__Assignment__: Which lines of the data contain the string "same"? Copy every one.

*** Opening of Materials provided ***

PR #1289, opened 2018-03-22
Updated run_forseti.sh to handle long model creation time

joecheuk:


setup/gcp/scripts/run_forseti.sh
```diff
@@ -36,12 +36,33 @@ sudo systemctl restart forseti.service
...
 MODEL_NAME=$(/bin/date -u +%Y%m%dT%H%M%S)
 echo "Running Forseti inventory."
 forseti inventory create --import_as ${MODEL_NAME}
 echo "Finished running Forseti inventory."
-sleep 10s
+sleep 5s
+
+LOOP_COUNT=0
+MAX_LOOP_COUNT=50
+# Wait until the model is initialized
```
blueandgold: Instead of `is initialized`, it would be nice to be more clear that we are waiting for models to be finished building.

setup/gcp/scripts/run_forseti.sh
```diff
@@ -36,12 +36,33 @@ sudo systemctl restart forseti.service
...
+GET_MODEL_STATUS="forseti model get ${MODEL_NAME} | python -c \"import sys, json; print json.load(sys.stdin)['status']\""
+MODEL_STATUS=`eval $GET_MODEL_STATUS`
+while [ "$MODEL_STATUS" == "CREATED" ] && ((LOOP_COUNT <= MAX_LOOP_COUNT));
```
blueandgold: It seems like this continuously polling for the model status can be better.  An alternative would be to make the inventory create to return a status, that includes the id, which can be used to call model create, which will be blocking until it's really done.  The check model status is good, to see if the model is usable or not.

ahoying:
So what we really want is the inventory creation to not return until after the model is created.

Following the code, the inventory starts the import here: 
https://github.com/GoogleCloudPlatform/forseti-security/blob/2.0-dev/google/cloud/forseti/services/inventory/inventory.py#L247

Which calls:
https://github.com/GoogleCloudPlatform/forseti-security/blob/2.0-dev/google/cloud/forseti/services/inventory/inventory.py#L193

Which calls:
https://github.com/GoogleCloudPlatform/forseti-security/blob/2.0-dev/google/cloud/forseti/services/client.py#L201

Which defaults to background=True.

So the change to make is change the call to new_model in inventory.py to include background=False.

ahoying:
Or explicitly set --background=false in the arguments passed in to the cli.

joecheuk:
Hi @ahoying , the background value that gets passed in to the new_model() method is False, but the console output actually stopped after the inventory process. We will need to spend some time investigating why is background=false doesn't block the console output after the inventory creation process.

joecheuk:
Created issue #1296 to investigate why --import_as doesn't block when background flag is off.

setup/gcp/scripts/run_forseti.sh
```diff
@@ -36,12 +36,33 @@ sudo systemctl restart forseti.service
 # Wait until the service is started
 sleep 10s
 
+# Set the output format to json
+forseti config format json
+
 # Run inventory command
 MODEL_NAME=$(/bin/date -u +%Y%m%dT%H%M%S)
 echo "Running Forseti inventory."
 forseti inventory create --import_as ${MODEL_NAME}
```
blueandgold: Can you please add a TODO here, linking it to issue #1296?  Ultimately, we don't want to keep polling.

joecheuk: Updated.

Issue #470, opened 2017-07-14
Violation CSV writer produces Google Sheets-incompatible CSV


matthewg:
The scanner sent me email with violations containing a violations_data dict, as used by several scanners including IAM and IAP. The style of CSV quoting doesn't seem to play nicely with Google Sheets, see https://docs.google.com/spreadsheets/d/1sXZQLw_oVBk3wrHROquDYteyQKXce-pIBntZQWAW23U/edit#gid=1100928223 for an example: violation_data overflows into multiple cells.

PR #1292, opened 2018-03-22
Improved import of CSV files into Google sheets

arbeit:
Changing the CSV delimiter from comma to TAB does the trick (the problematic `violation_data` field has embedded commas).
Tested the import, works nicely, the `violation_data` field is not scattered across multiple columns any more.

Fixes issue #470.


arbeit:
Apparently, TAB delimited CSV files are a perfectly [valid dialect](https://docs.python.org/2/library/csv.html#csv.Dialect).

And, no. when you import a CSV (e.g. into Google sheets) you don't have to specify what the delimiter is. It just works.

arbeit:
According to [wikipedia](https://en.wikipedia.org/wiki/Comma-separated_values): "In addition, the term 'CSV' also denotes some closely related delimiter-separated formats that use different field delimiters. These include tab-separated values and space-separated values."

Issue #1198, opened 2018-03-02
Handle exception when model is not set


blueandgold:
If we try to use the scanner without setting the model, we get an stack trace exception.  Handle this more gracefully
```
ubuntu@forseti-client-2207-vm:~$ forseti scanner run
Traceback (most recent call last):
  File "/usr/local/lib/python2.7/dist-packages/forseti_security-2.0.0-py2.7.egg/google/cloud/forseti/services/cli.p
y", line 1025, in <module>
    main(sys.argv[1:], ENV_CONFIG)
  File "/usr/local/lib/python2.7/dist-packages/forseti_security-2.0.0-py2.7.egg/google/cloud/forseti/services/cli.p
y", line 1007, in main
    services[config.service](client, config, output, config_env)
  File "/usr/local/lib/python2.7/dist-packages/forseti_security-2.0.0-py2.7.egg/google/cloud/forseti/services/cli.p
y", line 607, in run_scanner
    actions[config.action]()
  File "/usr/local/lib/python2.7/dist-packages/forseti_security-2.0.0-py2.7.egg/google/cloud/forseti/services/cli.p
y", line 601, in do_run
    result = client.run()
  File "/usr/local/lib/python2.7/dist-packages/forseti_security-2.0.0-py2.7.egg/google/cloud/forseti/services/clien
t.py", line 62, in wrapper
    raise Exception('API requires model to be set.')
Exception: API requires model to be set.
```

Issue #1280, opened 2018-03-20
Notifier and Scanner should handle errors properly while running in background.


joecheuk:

*** Close of Materials provided ***
*** Opening of Materials provided ***

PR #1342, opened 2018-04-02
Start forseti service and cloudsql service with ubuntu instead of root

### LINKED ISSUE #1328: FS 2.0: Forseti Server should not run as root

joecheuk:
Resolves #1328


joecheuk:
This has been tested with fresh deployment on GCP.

*** Close of Materials provided ***
*** Opening of Materials provided ***

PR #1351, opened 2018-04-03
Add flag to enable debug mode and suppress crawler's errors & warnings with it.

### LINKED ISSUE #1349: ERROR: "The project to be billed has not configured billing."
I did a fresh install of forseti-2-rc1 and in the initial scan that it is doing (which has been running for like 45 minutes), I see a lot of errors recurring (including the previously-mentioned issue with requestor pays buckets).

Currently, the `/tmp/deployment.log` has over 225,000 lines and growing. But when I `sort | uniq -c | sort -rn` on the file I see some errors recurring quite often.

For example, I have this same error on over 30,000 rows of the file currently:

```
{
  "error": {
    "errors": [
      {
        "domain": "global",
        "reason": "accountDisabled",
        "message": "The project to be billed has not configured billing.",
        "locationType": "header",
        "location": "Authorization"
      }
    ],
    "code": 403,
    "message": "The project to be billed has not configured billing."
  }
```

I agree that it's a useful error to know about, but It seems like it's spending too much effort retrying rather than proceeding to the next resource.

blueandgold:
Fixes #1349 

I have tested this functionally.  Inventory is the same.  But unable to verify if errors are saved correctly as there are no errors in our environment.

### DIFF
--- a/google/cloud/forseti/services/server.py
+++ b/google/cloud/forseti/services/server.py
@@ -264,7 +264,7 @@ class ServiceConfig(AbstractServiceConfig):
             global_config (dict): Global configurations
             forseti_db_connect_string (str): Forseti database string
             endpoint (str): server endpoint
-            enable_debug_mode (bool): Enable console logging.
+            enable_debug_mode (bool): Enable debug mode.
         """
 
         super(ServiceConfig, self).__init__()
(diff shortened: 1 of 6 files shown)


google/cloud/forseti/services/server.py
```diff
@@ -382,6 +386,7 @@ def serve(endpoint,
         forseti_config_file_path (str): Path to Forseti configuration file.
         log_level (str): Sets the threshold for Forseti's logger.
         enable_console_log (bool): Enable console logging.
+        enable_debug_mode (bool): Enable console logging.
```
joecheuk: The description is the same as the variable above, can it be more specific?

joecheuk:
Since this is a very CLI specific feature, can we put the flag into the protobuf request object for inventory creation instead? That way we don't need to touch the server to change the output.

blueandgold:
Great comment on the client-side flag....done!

*** Close of Materials provided ***

__Task response__:
For example, I have this same error on over 30,000 rows of the file currently:
I have tested this functionally.  Inventory is the same.  But unable to verify if errors are saved correctly as there are no errors in our environment.
joecheuk: The description is the same as the variable above, can it be more specific?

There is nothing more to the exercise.